As crônicas também são escritas, antes dos acontecimentos, como se fossem notícias do que haverá de vir. Mas, esta se caracteriza como relato do que recentemente aconteceu nas terras paraibanas, congregando, nacionalmente, coisas e gente do cinema. Gente cinéfila, cineastas, críticos da dita arte, estudiosos do assunto, produtores e, “sem censura”, o público em geral. Um festival como o Fest Aruanda alimenta a tradição que preserva a Paraíba de ser, por excelência, berço dos que nascem para o cinema.
Nos anos 60, floresceu muito, na cidade de João Pessoa, uma juventude intelectualizada, que se dedicava, com vaidade, à literatura, à poesia, à música, como o grupo Jaguaribe Carne e jornalistas dedicados à crônica sobre a sétima arte .Ou aos cursos sobre cinema com frequência religiosa a diversos cineclubes, que disputavam em ser o melhor acompanhante na grande produção de filmes, considerados de arte. O esteio desses debates era o “Filme de Arte”, no Cine Municipal, todas as quintas-feiras, também chamadas de “Filme de Arte”.
Naqueles recentes tempos, a França, os Estados Unidos e a Itália, e aqui e acolá, a Suécia de Bergman, projetavam-se como os maiores produtores dos então “filmes de arte”, que por aqui chegavam. Também, nesses países, destacavam-se, fazendo escola, o maior número de precursores, desse gênero de películas. Entre nós, criou-se a característica: Quanto mais complexa fosse a interpretação do enredo e do seu filme, mais se pronunciava aquela juventude como se fosse um filme de arte. Poderiam nada entender, porque o filme era de arte…
Para os mais maduros, tal arte consistia mais no roteiro; na linguagem cinematográfica que nos passava o enredo. Na verdade, o filme divide com a pintura e a fotografia, os mais eloquentes meios de expressão, sobrepondo-se o cinema por causa da sonorização da sua linguagem fílmica. Nesse universo, havia os “críticos de cinema”, geralmente jornalistas ou professores universitários, como Dom Fragoso e Rafael de Menezes, autor dos primeiros livros paraibanos sobre cinema.
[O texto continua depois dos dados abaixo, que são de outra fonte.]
PR #535, opened 2026-09-02
Tool details: one HTML page per turn, optional URL on the summary line (stacked on #534)

kaza:
Stacked on #534 (the first four commits are that PR; review the last four). Refs #505.

Adds `toolDetails: file`: the daemon writes one HTML page per turn to `toolDetailsDir/<platform>/<session>/<turn>.html` (default dir `~/.claude-threads/tool-details`) plus an `index.html` per session, and with `toolDetailsUrl` the summary line links to the page from the first tool on.

```yaml
toolActivity: summary
toolDetails: file
toolDetailsUrl: https://agents.example.com/tool-details   # optional; the summary line links here
# toolDetailsDir: /srv/tool-details                       # optional; default ~/.claude-threads/tool-details
```

- The daemon only writes. Serving the directory is the operator's job, and **it must sit behind auth**: the pages hold command lines and outputs. Directories are 0700, files 0600. (We serve ours from the host with a two-line unit behind Caddy basic auth.)
- ANSI CSI and OSC sequences are stripped, HTML is escaped, path segments are injectively encoded (a session id of `..` cannot escape, `a:b` and `a/b` cannot collide).
- Pages are captured at queue time, so a reset or a new turn never rewrites a pending page. Writes are sequential per session.
- A write failure is reported once in the channel and the sink stops for the session; the reply itself is unaffected.
- `toolDetailsDir` / `toolDetailsUrl` are validated (non-empty path; http(s) URL with a host, no query or fragment) and rejected with any other `toolDetails`.

Spec: `docs/quiet-tools-spec.md` § file. 13 new tests. Reviewed by Gemini, Codex and CodeRabbit; findings folded in.


anneschuth (changes requested):
We gave this delta (the four commits on top of #534) a dedicated security review, since it writes attacker-influenced content to HTML files an operator may serve over HTTP. Headline: **no XSS or traversal path found** — the design holds up well. tsc/lint clean, 3340 tests pass, and both red-checks were genuinely red (removing `escapeHtml` and neutering `safeSegment` each failed the corresponding tests).

What we verified and confirmed:
- **HTML injection**: every dynamic interpolation is escaped in element content; the only attribute context is a numeric `href`; truncation happens upstream in #534 *before* this layer escapes, so no split-entity hazard. No bypass found.
- **ANSI stripping**: CSI + OSC (including OSC 8 hyperlinks) stripped as claimed. Some exotic sequences survive (colon-form SGR, DCS/APC, bare ESC) but all are then HTML-escaped — cosmetic garbage in a `<pre>`, never markup. Fine as-is.
- **Permissions & HOME**: recursive mkdir applies 0700 to *all* created levels (we checked intermediates, not just the leaf), files 0600, and `~` expansion happens in the bot process — correctly respecting the CLAUDE.md invariant about the account pool overriding HOME per session. Nice.
- **Queue-time capture, sequential writes, failure latch**: all behave exactly as described; the reply path can never throw from the sink.

Two changes requested:

1. **DM sessions drop the file-sink config** — `src/index.ts:753` (the DM-discovery path) still calls `resolveToolActivity` without the new `fileOptions` argument; only the main platform path was updated. A parent with `toolDetails: file` yields DM instances silently writing to the *default* dir and with no link on the summary line. Same class of bug as the one we flagged on #529 — that `deriveDmConfig` spread makes the fix one line: pass `{ dir: dmConfig.toolDetailsDir, url: dmConfig.toolDetailsUrl }` there, plus a test. (This DM-discovery call-site pattern has now bitten three times in one day; a shared helper that resolves *all* per-platform overhead in one place might be worth a follow-up.)

2. **`safeSegment`'s injectivity claim is false above 0xFF** — `charCodeAt(0).toString(16)` emits variable-width hex with no delimiter, so `safeSegment(' AC')` and `safeSegment('€')` both yield `_20AC` (verified live). Not attacker-reachable today (platform ids are operator config; Slack ts / Mattermost ids are ASCII), but the PR claims injectivity and the tests only cover ASCII. One-line fix: encode per UTF-8 byte or use fixed-width `padStart(4)` with a distinct marker for the wide form.

Informational, no action needed: `https://x?` / `https://x#` pass the URL validator (operator config, broken link at worst); turn pages aren't written atomically so an HTTP reader can glimpse a truncated page mid-write; a pre-planted symlink inside the 0700 tree would be followed, but planting one requires the daemon user's own access — standard for this sink class. Also the delta adds 10 tests, not the stated 13 — same stale-counter gremlin as your other PRs.

With those two fixes this is merge-ready once #534 lands.

---

anneschuth:
Status: **two changes, then it merges behind #534** — the DM `fileOptions` at `src/index.ts:753`, and `safeSegment`'s injectivity above 0xFF (fixed-width `padStart(4)` or per-UTF-8-byte).

No need to touch this until #534 is settled; I don't want you rebasing a stack twice. Flagging only so it doesn't read as ignored — the security pass on this one came back clean and I was impressed by it.

kaza:
Both changes in, plus three defects the review round turned up.

**1. `safeSegment` injectivity.** You were right, and my first fix was wrong in the same way. Encoding per UTF-8 byte fixed `' AC'` vs `'€'` and introduced a quieter collision one level down: `TextEncoder` maps *every* unpaired surrogate to U+FFFD, so `'\uD800'` and `'\uDC00'` both became `_EF_BF_BD` — all 2,048 of them, plus a literal U+FFFD. I had restated the injectivity claim without testing the case that breaks it, which is precisely what your review was about.

It is now `_XXXX`, four hex digits per UTF-16 code unit — the fixed-width form you offered. Lone surrogates stay distinct, and it drops the `TextEncoder` and the regex `u` flag. Tests cover the multibyte, astral and lone-surrogate cases.

One thing I did **not** fix, deliberately: ASCII case is preserved, so two ids differing only in case still share a directory on a case-insensitive filesystem. Escaping case would roughly double every segment for a collision that needs a hostile config. The doc comment no longer claims the segments "survive any filesystem" — it says what it means. That claim has been wrong twice now; I would rather narrow it than widen the encoder.

**2. DM sessions dropping the file config.** Fixed, but not as a one-liner. Both call sites now go through `resolvePlatformTools(config, fieldPath)`, which reads all four fields off the config object. Your parenthesis was the actual finding: this call-site pattern has bitten repeatedly, and an argument list is what makes the omission invisible.

My first attempt at that was theatre — the parameter was an all-optional shape, so `{}` and `{ toolActivity, toolDetails }` both type-checked and the "guard" documented an intent it did not enforce. It now takes `PlatformInstanceConfig`, so a stripped literal fails to compile; my own test literals had to be widened to prove it. Worth knowing: `src/index.ts` still has no test harness, so the call site is compiler-guarded, not test-guarded.

**Three more, from the review round:**

- **A resumed session overwrote its own history.** Every resume builds a new sink for the same session id, and `turn` started at 1 unconditionally — so the first tool clobbered `1.html`, and `turnEnded` rebuilt the index from only this process's turns, unlinking every earlier page. Since every bot restart resumes sessions, the feature was quietly losing the record it exists to keep. The counter now continues from the highest `<n>.html` on disk and the index is listed from disk.
- **`https://x/details?` and `https://x/details#` passed validation.** They parse to an empty `search`/`hash`, so the property check saw nothing wrong — and the appended path then lands inside the query or fragment, so every link resolves to the base. You had this as informational; it is one line, and a link that silently 404s seemed worth more than that. Checked on the raw string now.
- The `u` flag question resolved itself when the encoding changed.

Two regression tests for those, both verified red.

3464 tests pass; typecheck, eslint and `git diff --check` clean. Reviewed by Gemini (found the surrogate collision independently), CodeRabbit (no findings) and Codex (the three above, and confirmed the fixed-width encoding injective over every UTF-16 code unit and every astral pair).

Stacked on #534, which now has your two fixes plus two more Codex found there. Ready when that one is.

anneschuth (approved):
Approved on its own delta. It lands after #534: that branch has one regression to fix (a failed plain update to the header post duplicates the paragraph into both posts) and needs current main merged in, and this one inherits both. Once #534 is green again, rebase this on it and I will merge them in order.

Thanks for the round, and for writing down the surrogate collision your first fix introduced; that note is worth more than the fix.

Both requested changes are in, and the three defects you found on the way are genuinely fixed. I re-ran the security pass on the new head and found nothing that blocks. Details below, ranked.

**Requested changes, verified**

1. `safeSegment` injectivity: `src/operations/tool-details/file.ts:60`. I ran the encoder over every single UTF-16 code unit (0 collisions), every two-unit string over 0x00..0xFF (0 collisions), and checked that no one-unit output equals any two-unit output (0). `..`, `../..`, `..\..`, NUL, `/`, `_0041` as a literal, U+FFFD, lone `\uD800` and `\uDC00`, and an astral pair all produce distinct `[A-Za-z0-9_-]` segments that `path.resolve` keeps inside the base. The case-fold caveat is stated in the doc comment rather than claimed away; I agree with leaving it.
2. DM instances keep the file config: `src/config/types.ts:131` reads all four fields off the config object, and both call sites use it (`src/index.ts:696`, `src/index.ts:749`). The parameter is the whole `PlatformInstanceConfig`, so a stripped literal fails to compile. `src/platform/dm-discovery.test.ts` covers the derived config carrying dir and URL.

**Your three follow-up fixes, verified**

- Resume continues the numbering: `file.ts:73` reads the highest `<n>.html` once, synchronously, and `file.ts:97` starts from there; `file.ts:123` lists the index from disk. This also covers a new session started later in the same thread: same session id, same directory, old pages kept and listed. `MessageManager` is only constructed on start and resume (`src/session/lifecycle.ts:1138`, `:1562`), and `!cd` reuses it, so two sinks never race on one directory.
- Empty delimiters: `src/config/types.ts:149` checks the raw string, and the test covers `?` and `#` with nothing after them.
- The `u` flag is gone with the encoding change.

**New findings**

1. **No retention for the pages (medium, can be a follow-up issue).** Thread logs are purged after 30 days by the hourly scheduler (`src/cleanup/scheduler.ts:193`); the tool-details tree has no purge at all and no mention in the data storage table in `CLAUDE.md`. These pages are the more sensitive artifact of the two, since they are the ones an operator serves over HTTP, and they accumulate per turn for every session forever. Either hook a `retentionDays` for the tree into `CleanupScheduler` next to the log purge, or state in `docs/CONFIGURATION.md` that retention is the operator's job. I would not hold the merge for it, but it should not ship in a release without one of the two.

Ou Wills Leal, Jurandir Moura e o célebre Antonio Barreto, pena leve e competente que tornava o filme “difícil” fácil de se compreender.
Existiam críticos severos e rigorosos que, presunçosamente, não recebiam como “filme de arte” até a obra, de grande público, como Alphaville, de Jean-Luc Godard (1965), em razão de um simples detalhe. Era eu adolescente, mas já falante e da corrente para avaliar como “filme de arte” aquele que gozava, sob ponto de vista mais aberto, de uma obra autônoma, criativa; sem cortina, isto é, com unidade e que tivesse uma estrutura logicamente narrativa; com referências socioculturais dos costumes e do quotidiano; e que entendesse, mesmo se fosse como o cinema mudo, a estilo dos de Fritz Lang ou de Chaplin.
Os cineclubes ressaltavam a utilização pedagógica do filme de arte, instrução oferecida entre o écran, a película e o espectador, mediadores dos que foram especialmente, tantas vezes, como o amigo Linduarte Noronha e Wills Leal. Ai de nós, se não fossem aqueles dias semanais no Municipal e seus consequentes encontros … Não foi por menos que, quando mais recentemente fui Presidente da Academia Paraibana de Letras e da Fundação Casa de José Américo, criei, respectivamente, os cineclubes Verbo e Imagem e o Homem de Areia. A partir da segunda-feira passada, com esforço e perseverança do exímio professor Lúcio Vilar, as nossas antigas “quintas-feiras” dos “filmes de arte” voltaram à tona, numa programação até ontem, e anualmente contínua, nos dias do “Festival Aruanda”, livre, defeso de qualquer eventual cultura repressiva. Feliz deve estar Linduarte Noronha, por festival de tal nível se chamar de Aruanda.